The Vinca massacre was a massacre carried out near Fivizzano, Tuscany, by the German 16th SS Panzergrenadier Division from 24 to 27 August 1944 in which 162 Italian civilians were killed. It was one of many war crimes the division was involved in while stationed in Italy during the war.
Massacre
In August 1944 the German LXXV Army Corps responsible for the protection of the western part of the Gothic Line experienced increased partisan activity in the Apuan Alps. On 18 August a German officer was killed by partisans. The 16th SS Panzergrenadier Division, commanded by Max Simon who was convicted after the war for his involvement in the Marzabotto massacre, was tasked with an anti-partisan operation to clear out the region of partisans. After meticulous planning, and with the help of the Italian Fascist collaborators Black Brigades, the SS-Panzer-Aufklärungs-Abteilung 16, under the command of Walter Reder, as well as other German SS and Wehrmacht support units, began the operation on 24 August. The German burnt villages and destroyed churches in the vicinity of Fivizzano for the next three days from 24 to 27 August. The villages of Gragnola, Monzone Alto, Equi Terme, Corsano, Lorano, Tenerano, Gallogna, Campiglione, Viano, Vezzanello, Cecina, Terma, Posterla and Colla were attacked. The various German attacks converged at Vinca, where those civilians that could not escape, mostly women, children and elderly, were massacred while hiding in the woods and caves, using machine guns and grenades. After an encounter with local partisans on the 26 August the German troops returned to Vinca the following day. Those civilians who had returned to the village were massacred and Vinca destroyed.
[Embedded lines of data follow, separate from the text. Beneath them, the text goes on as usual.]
PR #1558, opened 2026-02-11
Smspp optimization

AlessandroPampado99:
Closes # (if applicable).

Added optimization with SMS++ (using pypsa2smspp and pySMSpp) with n.smspp

- pypsa2smspp and pySMSpp are not mandatory
- test included
- n.smspp can be used without any argument (default pypsa2smspp config file)

## Checklist

- [X] Code changes are sufficiently documented; i.e. new functions contain docstrings and further explanations may be given in `docs`.


pypsa/optimization/smspp.py
```diff
@@ -0,0 +1,88 @@
...
+        Returns
+        -------
+        Network
+            The network returned by the transformation pipeline.
+
+        """
+        _require_smspp_deps()
+
+        # Lazy import without violating Ruff PLC0415 (no import statement inside function)
+        module = import_module("pypsa2smspp")
```
coroa: I'd prefer to do, which is a lot more explicit, the main use case for import_module is when you have variable `pkg = pypsa2smspp` that you want to import.
```
from pypsa2smspp import Transformation   # noqa: PLC0415
```

pypsa/optimization/smspp.py
```diff
@@ -0,0 +1,88 @@
...
+        Transformation = module.Transformation
+
+        n_in = self._n if network is None else network
+        cfg_path = str(config)
+
+        logger.info("Running SMS++ pipeline with config: %s", cfg_path)
+        tr = Transformation(cfg_path)
+        return tr.run(n_in, verbose=verbose)
```
coroa: Does this also sync results back into the network? Sorry, i'm quite clueless about pypsa2smspp.

coroa (changes requested):

pypsa/optimization/smspp.py
```diff
@@ -0,0 +1,89 @@
...
+
+        """
+        _require_smspp_deps()
+
+        module = import_module("pypsa2smspp")
+        Transformation = module.Transformation
+
+        n_in = self._n if network is None else network
+
+        # Do not coerce to str: Transformation now supports None and possibly dict overrides
```
coroa: Historic argument -> Remove

pyproject.toml
```diff
@@ -56,6 +56,7 @@ Documentation = "https://docs.pypsa.org"
 
 [project.optional-dependencies]
 hdf5 = ["tables"]
+smspp = ["pypsa2smspp", "pySMSpp"]
```
davide-f:
```suggestion
smspp = ["pypsa2smspp", "pysmspp"]
```

davide-f: FYI smspp-project is now available in conda-forge for linux and macos, however it is not available as pip installation.

pypsa/optimization/smspp.py
```diff
@@ -0,0 +1,89 @@
...
+
+if TYPE_CHECKING:
+    from pathlib import Path
+
+    from pypsa import Network
+
+logger = logging.getLogger(__name__)
+
+
+def _require_smspp_deps() -> None:
```
davide-f, line 26: let's add a check if sms++ umbrella is available.
It is possible to check it by ensuring that the system call "os.system("ucblock_solver --help")" doesn't return an error or we can rely on pysmspp to do so.
I'm adding an issue to pysmspp to add an utility on that.

I'm testing a pysmspp.is_smspp_installed() to facilitate that

pypsa/optimization/smspp.py
```diff
@@ -0,0 +1,89 @@
...
+
+    if missing:
+        raise ImportError(
+            "SMS++ backend requires optional dependencies. Missing: "
+            + ", ".join(missing)
+            + ". Install with: pip install 'pypsa[smspp]'"
+        )
+
+
+class SMSppAccessor:
```
davide-f, line 43: To facilitate the usability with existing workflows, I'd suggest to link the [OptimizationAccessor](https://github.com/PyPSA/PyPSA/blob/f036060e9b152f5c0f3bc6bd2a39af789c0b8a66/pypsa/optimization/optimize.py#L408) with this accessor with a simple if like:
```python
if solver_name=='smspp':
   return self.smspp(...)
```
This would allow a smoothless integration with PyPSA-X models, as it would imply to specify a different solver and (optionally) custom solver_options.

If we go for this, we need to ensure the __call__ of smspp returns the same output as optimize

That would allows to explicitly specify warnings of unsupported options that the user may have specified.
Looking forward to hear your perspectives @coroa , @Irieo, @lkstrp

pypsa/optimization/smspp.py
```diff
@@ -0,0 +1,89 @@
...
+
+    def __init__(self, n: Network) -> None:
+        """Initialize the accessor with a bound network."""
+        self._n = n
+
+    def __call__(
+        self,
+        config: str | Path | dict[str, Any] | None = None,
+        verbose: bool = False,
+        network: Network | None = None,
```
davide-f: this option is not needed as this accessor would be used only on the current instance

pypsa/optimization/smspp.py
davide-f: Yes it returns a Network with populated results; duals are not yet attached.
Some duals (e.g. those of the energy balance) are planned to be attached

davide-f (commented):
Many thanks Alessandro :)
Sharing comments as discussed

pypsa/optimization/smspp.py
davide-f: Update: this is supported

pypsa/optimization/smspp.py
fneum: I like the idea. Is `smspp` to be equated with a solver though? Ultimately, there should just be one user-facing way to run SMS++. Either `n.optimize.smspp()` or `n.optimize(solver_name='smspp')`, don't like `n.smspp()` as it's too unclear.

pypsa/optimization/smspp.py
```diff
@@ -0,0 +1,89 @@
...
+        Returns
+        -------
+        Network
+            The network returned by the transformation pipeline.
+
+        """
+        _require_smspp_deps()
+
+        module = import_module("pypsa2smspp")
+        Transformation = module.Transformation
```
fneum: why not just

```py
import pypsa2smspp
tr = pypsa2smspp.Transformation(config)
```

test/test_smspp.py
fneum, line 1: There should definitely be a couple of tests where `n.optimize()` is compared against `n.optimize(solver_name='smspp')`, demonstrating they produce same results.

It would also be nice to have an example notebook demonstrating the benefit of using SMS++.

fneum (changes requested):

davide-f:
As discussed with Alessandro, we'll be working on this PR together

pypsa/optimization/smspp.py
davide-f: Done

pypsa/optimization/smspp.py
davide-f: Agree, revised

pyproject.toml
davide-f: Done

pypsa/optimization/smspp.py
davide-f: Done

pypsa/optimization/smspp.py
davide-f: I agree. I'm in favor of `n.optimize(solver_name='smspp')` as it allows smoothless interaction with existing workflows, with appropriate design.

I'd like a design such that a user may do alternatively:

`n.optimize(solver_name='smspp')`

or something like

```
n.optimize.smspp.create_model(...)
n.optimize.smspp.optimize(...)
n.optimize.smspp.retrieve_solution(...)
```
that under the hood calls the corresponding function of pypsa2smspp.
See example here:
https://pypsa2smspp.readthedocs.io/en/latest/examples/conversion_step_by_step/

The three-step approach allows higher customization, namely, a user may edit the SMS++ object created in create_model before solving, or using it directly.

What do you think?

pypsa/optimization/smspp.py
davide-f: network is dropped; need to work on the description of the configs

pypsa/optimization/smspp.py
davide-f: Done

test/test_smspp.py
davide-f: Absolutely, the idea is to create something like this:
https://pypsa2smspp.readthedocs.io/en/latest/examples/capacity_expansion_2bus/

we have a prototype also for stochastic optimization, though it requires smspp-project >=0.6.0 that is not yet available [upcoming]
https://pypsa2smspp--38.org.readthedocs.build/en/38/examples/stochastic_demand_intermittent/

If you wish to have it solved in the documentation, we need to include also the conda package of smspp-project and python 3.12+.
Same for testing.
Shall we include a separate workflow for testing this or do shall I include it in the current test?

davide-f:
The smspp test is currently tested with a separate CI not to disturb the current CI approach.
See https://github.com/AlessandroPampado99/PyPSA/pull/1 the test

The current CI relies on the release in conda, alternatively, it can be recasted to install from upstream.
My recommendation is to use conda for stability purposes.

Would you prefer to have an unique CI or separate? Please advise on your preference
I believe having everything in an unique file would be preferred. Before proceeding, I'd like feedback.

Currently, no documentation is added yet: focus is on functionality.
For the documentation, I'd envision a couple of example taken from [here](https://pypsa2smspp.readthedocs.io/en/latest/examples/capacity_expansion_2bus/).

.github/workflows/test-smspp.yml
```diff
@@ -0,0 +1,68 @@
...
+      run:
+        shell: bash -el {0}
+    env:
+      MPLBACKEND: Agg  # https://github.com/orgs/community/discussions/26434
+    steps:
+    - uses: actions/checkout@v6
+      with:
+        fetch-depth: 0 # Needed for setuptools_scm
+
+    - name: Setup Miniforge
```
lkstrp: Can we use pixi here? We kind of want to migrate everything to pixi, see pypsa-eur and the model tests in here.

Also, since this can also be installed via pypi, I would rather stick to uv here and install all os dependencies within the CI. If pypi installs are not stable, we shouldn't emphasise them

pypsa/optimization/smspp.py
```diff
@@ -0,0 +1,167 @@
...
+        import pysmspp  # noqa: PLC0415
+    except ImportError as err:
+        raise ImportError(
+            "SMS++ backend requires optional dependencies (pypsa2smspp and pysmspp)."
+            + " Install with: pip install 'pypsa[smspp]'"
+        ) from err
+
+    if not pysmspp.is_smspp_installed():
+        logger.warning(
+            "pySMSpp detects that SMS++ is not installed. SMS++ pipeline will not work."
```
lkstrp, line 39:
```suggestion
            "pySMSpp detects that SMS++ is not installed correctly. SMS++ pipeline will not work."
```

This should not be a warning but a `RunTimeError`

pypsa/optimization/smspp.py
lkstrp: I would kick `n.smspp` completely. Then keep `n.optimize(solver_name='smspp')` as a little shortcut and alias. As you have it already.

And then what you propose but mirror what we already have:
```
n.optimize(...)                                      # simple access to create + solve
n.optimize.create_model(...)               # linopy only
n.optimize.solve_model(...)                 # linopy only
n.optimize.smspp.create_model(...)    # smspp only
n.optimize.smspp.solve_model(...)      # smspp only
```
We already have a `retrieve_solution` equivalent, which is called `assign_solution`. But it's internal and retrieve solution should be as well.

You could argue now that `n.optimize.smspp()` should also be possible and equivalent to `n.optimize(solver_name='smspp')`. But I think I would rather avoid that. Or just do `n.optimize.smspp()` and kick it from the shortcut `n.optimize(..)`. But not sure.

pypsa/optimization/smspp.py
```diff
@@ -0,0 +1,167 @@
...
+            solver_options,
+            kwargs,
+        )
+        self.transformation = pypsa2smspp.Transformation(**transformation_kwargs)
+        self.result = None
+
+        self.sms_network = self.transformation.create_model(self._n, verbose=verbose)
+        return self.sms_network
+
+    def optimize(self, verbose: bool = False) -> SMSPPSolverTool:
```
lkstrp: See comment above, rename to `solve_model`

pypsa/optimization/smspp.py
```diff
@@ -0,0 +1,167 @@
...
+        """Optimize the SMS++ model created by :meth:`create_model`."""
+        if self.transformation is None:
+            msg = "Call `create_model` before `optimize`."
```
lkstrp: I agree that this is the better pattern. We should align the linopy call with `v2.0`. But if we make this IO compatible, you could also resolve, without creating it again.
```suggestion
            msg = "No SMS++ transformation is available. Call `n.optimize.smspp.create_model()` first."
```

pypsa/optimization/smspp.py
```diff
@@ -0,0 +1,167 @@
...
+            raise ValueError(msg)
+
+        self.result = self.transformation.optimize(verbose=verbose)
+        return self.result
+
+    def retrieve_solution(self, verbose: bool = False) -> tuple[str, str]:
```
lkstrp: See comment above, integrate into `solve_model` and make internal.

pypsa/optimization/smspp.py
```diff
@@ -0,0 +1,167 @@
...
+        """Map a pypsa2smspp result object to PyPSA's status tuple."""
+        if isinstance(result, tuple) and len(result) == 2:
+            return str(result[0]), str(result[1])
+
+        status = getattr(result, "status", None)
+        if status is None:
+            return "ok", "optimal"
+
+        condition = str(status)
+        if "success" in condition.lower():
```
lkstrp: Isn't there a more stable way to pass smspp conditions?

pypsa/networks.py
```diff
@@ -186,6 +187,10 @@ def __init__(
         """
         Network [plotting functionality][pypsa.plot.PlotAccessor] accessor.
         """
+        self.smspp: SMSppAccessor = SMSppAccessor(self)
```
lkstrp: That is a bug, since you initialize the SMSppAccessor now twice. That one should be removed.

See the other comments, I think we only wanna have `n.optimize.smspp..`

lkstrp (changes requested):
Hey @davide-f,

I have a couple of comments and an answer to your question in the comments as well!

pypsa/optimization/smspp.py
davide-f: I thought about that and decided to have a warning here to let the user be free to create a sms network if desired; while an error would be through if the .optimize is executed.
I'll check and update here

pypsa/networks.py
davide-f: Absolutely, it was an old refuse. Removed

pypsa/optimization/smspp.py
davide-f: Done

pypsa/optimization/smspp.py
davide-f: In pysmspp we log the output log of SMS++ that include also the condition.
I'd like to add a better "Result" object in pysmspp, not there yet, though I believe we need a converter between the standard linopy/pypsa result and SMS++.

Do you have other suggestions? I can make it a non-static method too.

pypsa/optimization/smspp.py
davide-f: Implemented as suggested

pypsa/optimization/smspp.py
davide-f: Done

davide-f:
I answered the comments and included an example.
If you prefer to skip documentation for the moment I can revert the changes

All up, in the three days the 16th SS Panzergrenadier Division operated in the area 162 civilians had been killed by the division.
Aftermath
Together with the massacres of Bardine and Bergiola Foscalina, the massacre of Vinca was among the indictments in the British trial against General Max Simon at Padua in May and June 1947. Simon was sentenced to life imprisonment but pardoned in 1954. In 1951 Walter Reder was sentenced to life imprisonment by a military court in Bologna for the massacres of Vinca and Marzabotto. In 1985 Reder received an amnesty and was released. A number of German SS soldiers were tried in absentia in 2009 and found guilty but did not serve time. Colonel Giulio Lodovici, leader of the Italian collaborationists, was arrested in 1948, brought to trial and released because of a lack of evidence. All told, 64 members of the Black Brigades were sentenced to life imprisonment or lengthy prison sentences for the Vinca massacre but, because of a general amnesty in 1946, all were released a short time after.
In popular culture
In 2018 the joint Italian-German documentary The name of the father directed by Daniele Ceccarini, Paola Settimini, Mario Molinari, was produced. It tells the true story of the son of Josef Maier, Udo Surer, a German lawyer from Bavaria, who discovered in 2004 that his father was involved in the Vinca and San Terenzo Monti massacres.